-- Information shown --
PR #1304, opened 2020-09-22
fix: allow `setLogFunction(null)`

novemberborn:
`setLogFunction()` is typed to take a `null` value, but this doesn't actually work since it validates that `logger` is a function.

Change the logic so it only validates when `logger` is not `null`.

Looking at how `setLogFunction()` is used, it seems that it should be called with `null` instead of a no-op function. If this is contentious that commit can be reverted.

### DIFF
--- a/dev/src/logger.ts
+++ b/dev/src/logger.ts
@@ -55,7 +55,7 @@ export function logger(
  * `null` to turn off logging.
  */
 export function setLogFunction(logger: ((msg: string) => void) | null): void {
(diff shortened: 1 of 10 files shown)


novemberborn:
Is the commit convention check complaining about the PR title?!

schmidt-sebastian (approved):

schmidt-sebastian:
Thanks for this change! I am happy to take it.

-- Task --
Nothing should be returned except the lines from the one holding "Change the logic" through the final line of the listing, exactly as they appear.

-- Answer area --
Change the logic so it only validates when `logger` is not `null`.

Looking at how `setLogFunction()` is used, it seems that it should be called with `null` instead of a no-op function. If this is contentious that commit can be reverted.

### DIFF
--- a/dev/src/logger.ts
+++ b/dev/src/logger.ts
@@ -55,7 +55,7 @@ export function logger(
  * `null` to turn off logging.
  */
 export function setLogFunction(logger: ((msg: string) => void) | null): void {
(diff shortened: 1 of 10 files shown)


novemberborn:
Is the commit convention check complaining about the PR title?!

schmidt-sebastian (approved):

schmidt-sebastian:
Thanks for this change! I am happy to take it.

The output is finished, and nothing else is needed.